There had to be essential error in this path … somewhere. Bickel was behaving far outside the predictions. Their “organ of analysis” was acting magically. He was not making the best possible move each time.

“You’ll introduce error factors and loss increment into the entire computer,” Prudence cautioned. “That’s not only illogical, it’s—” She broke off, studied her board, made a pressure-balance correction in the atmospheric recirculation system, and waited to see if the automatics could hold the new setting.

“You have to make the best possible move at all times,” Flattery said. “Your suggestion does not appear to—”

“There you’ve hit it,” Bickel agreed. “Best possible move. Sometimes your best possible move is to make a dangerously
poor
move that changes the entire theoretical structure of the game. You change the game.”

“What about all those lives down in the hyb tanks?” Prudence asked. “Do they have any choice in this … game?”

“They already made their choice.”

“And while they’re helpless, you change the rules,” Flattery said.

“That was one of the chances they accepted when they accepted hybernation,” Bickel said. “That was their choice.”

Flattery abandoned the argument, pushed himself off his action couch.

“What’re you going to to do?” Prudence asked.

“Check on Tim.”

“Where
is
Tim?” Bickel asked.

“Down in the hyb tanks,” Flattery said, knowing Bickel could get the answer himself—once he consulted the shop’s repeaters.

“Deep in the hyb tanks?” Bickel asked.

“Of course!”

“Prue!” Bickel snapped. “Try to raise him on the command circuit.”

She heard the urgency in Bickel’s voice, whirled to obey.

There was no response from Timberlake.

“You fools!” Bickel said.

Flattery stopped at the tube hatch, glared up at the screen.

“Who let him go down into the deep tanks?” Bickel demanded. “You blind idiots! Don’t you know what he’s likely to find down there?”

“What do you mean?”

“This whole damn ship’s nothing but a simulation device,” Bickel said. “There’ll be nothing down there except a few crew replacements. Those tanks have to be empty!”

He’s wrong!
Flattery thought.
Or is he?

The thought staggered Flattery. He saw immediately how that might pull the props out from under Timberlake—a man tuned as fine as the rest of them for a specific function.

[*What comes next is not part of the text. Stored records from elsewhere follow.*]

PR #243, opened 2023-01-06
facets: handle non-existent vocabulary type

ppanero:
- requires https://github.com/inveniosoftware/invenio-records-resources/pull/435
- closes https://github.com/inveniosoftware/invenio-app-rdm/issues/1952

In invenio-vocabularies we have `read`, `read_all` and `read_many`. When searching for generic vocabularies, we give two parameters vocabulary `type` and `ids` (e.g. _resourcetype_ and _publication_). In the case that publication does not exist the result would be:
- `read` --> `NoResultFound` (404) 
- `read_many` and `read_all` --> empty search result (i.e. `hits: []`)

However, all three methods assume that the vocabulary type (e.g. _resourcetype_) exists in db (we are querying `.one()` with no try/except). Then, it make the search page with a 404 because a `NoResultFound` is risen. It leads me to:
- `read` --> `NoResultFound` (404) . This is still correct, however, should we expose in the error if what does exist is the type instead of the actual id?
- `read_many` and `read_all` --> **Here is the important part**:
    - Imitating the empty search result (i.e. `hits: []`) would be the desired output for internal usage (e.g. facets). However, it is semantically incorrect, since it's not empty but rather doesn't exist.
    - 404, would need to handle this internally when labelling vocabularies <-- I'm leaning towards this solution, but would mean silent failure

### DIFF
--- a/invenio_vocabularies/services/facets.py
+++ b/invenio_vocabularies/services/facets.py
@@ -13,6 +13,7 @@ from invenio_i18n.ext import current_i18n
 from invenio_records_resources.proxies import current_service_registry
 from marshmallow_utils.fields.babel import gettext_from_dict
 from speaklater import make_lazy_string
+from sqlalchemy.exc import NoResultFound
 
 from ..proxies import current_service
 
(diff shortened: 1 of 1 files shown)


invenio_vocabularies/services/facets.py
```diff
@@ -53,17 +54,22 @@ def _vocab_to_label(self, vocab):
...
+                )
+            else:
+                vocabs = self.service.read_all(
+                    identity, type=self.vocabulary, fields=self.fields
+                )
+            vocab_list = list(vocabs.hits)  # the service returns a generator
+        except NoResultFound:
+            # in the case the vocabulary type does not exist
+            # facets should not fail but be empty
+            vocab_list = []
```
ppanero, line 70: **alternative**: create a custom exception, that then would be raised in the except and captured as a 500.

“He’d still have the crew systems,” Prudence said. She stared across the room at Flattery, feeling the loneliness. The Tin Egg with its programmed peril might contain only a few isolated humans launched into nowhere.

They wouldn’t,
Flattery thought.
But if they’d prepare me to cheat the rest of the crew …
His feet felt rooted to the deck. He swallowed in a dry throat.
But it’s impossible! They promised me when I discovered the actual Tau Ceti records

if we succeeded we could just send back the message capsule and continue as …

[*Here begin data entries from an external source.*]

PR #1429, opened 2019-10-10
ItemsRepeater and SelectionModel fix

ranjeshj:
If ItemTemplate is null and the objects in the ItemsSource are UIElements, we use them as is to show in the ItemsRepeater. When they do get recycled, those elements have to be removed from the repeater which was not happening before. 

Also Adding SourceIndex to ChildrenRequestedEventArgs to allow treeview scenarios with ItemsRepeater where the collection might be of custom type and the consumer need to provide the children collection. If the children collection is hooked up via data templates, then it is not possible to figure that out from just the data object. With this change, we also pass the IndexPath of the source, so that a control can walk the hierarchy based on the IndexPath to get the correct Container and then  get to the children from its property (like ItemsSource).

Added a couple of tests to validate the changes as well.

### DIFF
--- a/dev/Repeater/SelectionModelChildrenRequestedEventArgs.cpp
+++ b/dev/Repeater/SelectionModelChildrenRequestedEventArgs.cpp
@@ -16,11 +16,21 @@ SelectionModelChildrenRequestedEventArgs::SelectionModelChildrenRequestedEventAr
 
 winrt::IInspectable SelectionModelChildrenRequestedEventArgs::Source()
 {
+    if (!m_sourceNode) // Note that we are checking m_sourceNode since source being nullptr is possibly valid.
+    {
+        throw winrt::hresult_error(E_FAIL, L"Source can only be accesed in the ChildrenRequested event handler.");
+    }
+
     return m_source.get();
 }
 
 winrt::IndexPath SelectionModelChildrenRequestedEventArgs::SourceIndex()
 {
+    if (!m_sourceNode)
+    {
+        throw winrt::hresult_error(E_FAIL, L"SourceIndex can only be accesed in the ChildrenRequested event handler.");
+    }
+
     return m_sourceNode->IndexPath();
 }
 
--- a/dev/Repeater/SelectionModelChildrenRequestedEventArgs.cpp
+++ b/dev/Repeater/SelectionModelChildrenRequestedEventArgs.cpp
@@ -4,11 +4,12 @@
 #include "pch.h"
 #include "common.h"
 #include "ItemsRepeater.common.h"
+#include "SelectionNode.h"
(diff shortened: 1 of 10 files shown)


dev/Repeater/SelectionModelChildrenRequestedEventArgs.h
```diff
@@ -9,17 +9,19 @@ class SelectionModelChildrenRequestedEventArgs :
...
     winrt::IInspectable Children();
     void Children(winrt::IInspectable const& value);
 #pragma endregion
 
-    void Initialize(const winrt::IInspectable& source);
+    void Initialize(const winrt::IInspectable& source, SelectionNode* sourceNode);
 
 private:
     tracker_ref<winrt::IInspectable> m_source{ this };
+    SelectionNode* m_sourceNode{ nullptr };
```
StephenLPeters: >SelectionNode [](start = 4, length = 13)

Is a raw pointer here really the right choice? Maybe a com_ptr would be better

ranjeshj: This is not a com object. The object is owned during this call so it should be ok. I tried to create a weak_ptr/shared_ptr, but I'm not sure how to do that from this*. enabled_shared_from_this requires atleast one shared ptr for the object to work. I'll leave it as it is for now until i figure out a way to aviod this raw pointer.

dev/Repeater/SelectionModelChildrenRequestedEventArgs.cpp
```diff
@@ -18,6 +19,11 @@ winrt::IInspectable SelectionModelChildrenRequestedEventArgs::Source()
     return m_source.get();
 }
 
+winrt::IndexPath SelectionModelChildrenRequestedEventArgs::SourceIndex()
+{
+    return m_sourceNode->IndexPath();
```
StephenLPeters: >m_sourceNode [](start = 11, length = 12)

Should we check to make sure m_sourceNode isn't null first? There is nothing here which prevents the args from being created with a nullptr sourceNode.  Alternatively we should probably throw with a reasonable error message if we ever create an event args with a null sourceNode.

dev/Repeater/SelectionModelChildrenRequestedEventArgs.h
jevansaks: Agree that we can't guarantee the object doesn't outlive the pointer. What is the type of SelectionNode? Looking around the codebase i see a lot of `shared_ptr<SelectionNode>` references, why can't this just be a shared_ptr?

ranjeshj: Switched to a weak_ptr.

“Raj, are you sick?” Prudence asked. She studied him, seeing the lost, sunken look in his eyes.

“The Tau Ceti planets are uninhabitable, yes,”
Hempstead had admitted when confronted with the evidence.
“No Eden, But the universe is known to contain billions of inhabitable planets. You realize you can’t come back here, of course. The danger to your hosts.”

“The biopsy donors were all criminals,”
Flattery had said, springing his other suspicion.

“Brilliant people, but misdirected,”
Hempstead had protested.
“That is one of the reasons you can’t come
back, but nothing’s to stop you from going on to explore and find your own Eden.”